Task item
Transcribe the records underneath word for word, and leave no line out.

Stored items:
PR #936, opened 2024-05-10
[MODORDERS-1114] Add transferRequests flag to validate binding

Saba-Zedginidze-EPAM:
## Purpose
[[MODORDERS-1114] Enhance bind-pieces endpoint with flag to transfer circulation requests](https://folio-org.atlassian.net/browse/MODORDERS-1114)

## Approach
* Add enum TransferRequests field to determine in case of outstanding requests for item to transfer these or do nothing
* Support binding of pieces with items in different tenants


src/main/java/org/folio/helper/BindHelper.java
```diff
@@ -57,7 +66,9 @@ public Future<ReceivingResults> bindPieces(BindPiecesCollection bindPiecesCollec
   private Future<ReceivingResults> processBindPieces(BindPiecesCollection bindPiecesCollection, RequestContext requestContext) {
     // 1. Get piece records from storage
     return retrievePieceRecords(requestContext)
-      // 2. Update piece isBound flag
+      // 2. Check if there are any outstanding requests for items
+      .compose(piecesGroupedByPoLine -> checkRequestsForPieceItems(piecesGroupedByPoLine, bindPiecesCollection, requestContext))
+      // 3. Update piece isBound flag
       .map(this::updatePieceRecords)
       // 3. Update currently associated items
```
SerhiiNosko, line 73: comments should be update, so it should be 4

Saba-Zedginidze-EPAM: Forgot to do it after rebasing, fixed now

src/main/java/org/folio/helper/BindHelper.java
```diff
@@ -71,10 +82,25 @@ private Future<ReceivingResults> processBindPieces(BindPiecesCollection bindPiec
       .map(piecesGroupedByPoLine -> prepareResponseBody(piecesGroupedByPoLine, bindPiecesCollection));
   }
 
+  private Future<Map<String, List<Piece>>> checkRequestsForPieceItems(Map<String, List<Piece>> piecesGroupedByPoLine, BindPiecesCollection bindPiecesCollection, RequestContext requestContext) {
+    var itemIds = extractAllPieces(piecesGroupedByPoLine)
+      .map(Piece::getItemId)
+      .filter(StringUtils::isNotEmpty)
+      .toList();
+
+    return inventoryItemRequestService.getItemsWithActiveRequests(itemIds, requestContext)
```
SerhiiNosko, line 91: items that can be located in other tenants: For example item1 in tenantA, item2 in tenantB
Earch piece has receivingTenantId that we can use to fetch items from correct tenant.
Basically we did not have requirement for R to transfer requests across tenants. So for now we can add validation if pieces have differrent Piece::receivingTenantId - throw an error

src/main/java/org/folio/helper/BindHelper.java
```diff
@@ -112,11 +138,16 @@ private Future<Map<String, List<Piece>>> createItemForPiece(Map<String, List<Pie
       .map(PoLineCommonUtil::convertToCompositePoLine)
       .compose(compPOL ->
         inventoryItemManager.createBindItem(compPOL, holdingIds.get(0), bindPiecesCollection.getBindItem(), requestContext))
-      .map(itemId -> {
-          piecesGroupedByPoLine.get(poLineId).forEach(piece -> piece.setItemId(itemId));
-          return piecesGroupedByPoLine;
+      .map(newItemId -> {
+        // Transfer requests if flag is on
+        if (TRANSFER.equals(bindPiecesCollection.getTransferRequests())) {
```
SerhiiNosko, line 143: getTransderRequests sounds like collection of objects.
We should rename this to somethig like this: requestsAction: TRANSFER, CANCEL, DO_NOTHING

src/main/java/org/folio/helper/BindHelper.java
```diff
@@ -57,24 +66,41 @@ public Future<ReceivingResults> bindPieces(BindPiecesCollection bindPiecesCollec
...
+  private Future<Map<String, List<Piece>>> checkRequestsForPieceItems(Map<String, List<Piece>> piecesGroupedByPoLine, BindPiecesCollection bindPiecesCollection, RequestContext requestContext) {
+    var itemIds = extractAllPieces(piecesGroupedByPoLine)
+      .map(Piece::getItemId)
+      .filter(StringUtils::isNotEmpty)
+      .toList();
+
+    return inventoryItemRequestService.getItemsWithActiveRequests(itemIds, requestContext)
+      .map(items -> {
+        if (!items.isEmpty() && Objects.isNull(bindPiecesCollection.getTransferRequests())) {
+          logger.debug("checkRequestsForPieceItems:: Found outstanding requests on items with ids: {}", items);
```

Response
PR #936, opened 2024-05-10
[MODORDERS-1114] Add transferRequests flag to validate binding

Saba-Zedginidze-EPAM:
## Purpose
[[MODORDERS-1114] Enhance bind-pieces endpoint with flag to transfer circulation requests](https://folio-org.atlassian.net/browse/MODORDERS-1114)

## Approach
* Add enum TransferRequests field to determine in case of outstanding requests for item to transfer these or do nothing
* Support binding of pieces with items in different tenants


src/main/java/org/folio/helper/BindHelper.java
```diff
@@ -57,7 +66,9 @@ public Future<ReceivingResults> bindPieces(BindPiecesCollection bindPiecesCollec
   private Future<ReceivingResults> processBindPieces(BindPiecesCollection bindPiecesCollection, RequestContext requestContext) {
     // 1. Get piece records from storage
     return retrievePieceRecords(requestContext)
-      // 2. Update piece isBound flag
+      // 2. Check if there are any outstanding requests for items
+      .compose(piecesGroupedByPoLine -> checkRequestsForPieceItems(piecesGroupedByPoLine, bindPiecesCollection, requestContext))
+      // 3. Update piece isBound flag
       .map(this::updatePieceRecords)
       // 3. Update currently associated items
```
SerhiiNosko, line 73: comments should be update, so it should be 4

Saba-Zedginidze-EPAM: Forgot to do it after rebasing, fixed now

src/main/java/org/folio/helper/BindHelper.java
```diff
@@ -71,10 +82,25 @@ private Future<ReceivingResults> processBindPieces(BindPiecesCollection bindPiec
       .map(piecesGroupedByPoLine -> prepareResponseBody(piecesGroupedByPoLine, bindPiecesCollection));
   }
 
+  private Future<Map<String, List<Piece>>> checkRequestsForPieceItems(Map<String, List<Piece>> piecesGroupedByPoLine, BindPiecesCollection bindPiecesCollection, RequestContext requestContext) {
+    var itemIds = extractAllPieces(piecesGroupedByPoLine)
+      .map(Piece::getItemId)
+      .filter(StringUtils::isNotEmpty)
+      .toList();
+
+    return inventoryItemRequestService.getItemsWithActiveRequests(itemIds, requestContext)
```
SerhiiNosko, line 91: items that can be located in other tenants: For example item1 in tenantA, item2 in tenantB
Earch piece has receivingTenantId that we can use to fetch items from correct tenant.
Basically we did not have requirement for R to transfer requests across tenants. So for now we can add validation if pieces have differrent Piece::receivingTenantId - throw an error

src/main/java/org/folio/helper/BindHelper.java
```diff
@@ -112,11 +138,16 @@ private Future<Map<String, List<Piece>>> createItemForPiece(Map<String, List<Pie
       .map(PoLineCommonUtil::convertToCompositePoLine)
       .compose(compPOL ->
         inventoryItemManager.createBindItem(compPOL, holdingIds.get(0), bindPiecesCollection.getBindItem(), requestContext))
-      .map(itemId -> {
-          piecesGroupedByPoLine.get(poLineId).forEach(piece -> piece.setItemId(itemId));
-          return piecesGroupedByPoLine;
+      .map(newItemId -> {
+        // Transfer requests if flag is on
+        if (TRANSFER.equals(bindPiecesCollection.getTransferRequests())) {
```
SerhiiNosko, line 143: getTransderRequests sounds like collection of objects.
We should rename this to somethig like this: requestsAction: TRANSFER, CANCEL, DO_NOTHING

src/main/java/org/folio/helper/BindHelper.java
```diff
@@ -57,24 +66,41 @@ public Future<ReceivingResults> bindPieces(BindPiecesCollection bindPiecesCollec
...
+  private Future<Map<String, List<Piece>>> checkRequestsForPieceItems(Map<String, List<Piece>> piecesGroupedByPoLine, BindPiecesCollection bindPiecesCollection, RequestContext requestContext) {
+    var itemIds = extractAllPieces(piecesGroupedByPoLine)
+      .map(Piece::getItemId)
+      .filter(StringUtils::isNotEmpty)
+      .toList();
+
+    return inventoryItemRequestService.getItemsWithActiveRequests(itemIds, requestContext)
+      .map(items -> {
+        if (!items.isEmpty() && Objects.isNull(bindPiecesCollection.getTransferRequests())) {
+          logger.debug("checkRequestsForPieceItems:: Found outstanding requests on items with ids: {}", items);
```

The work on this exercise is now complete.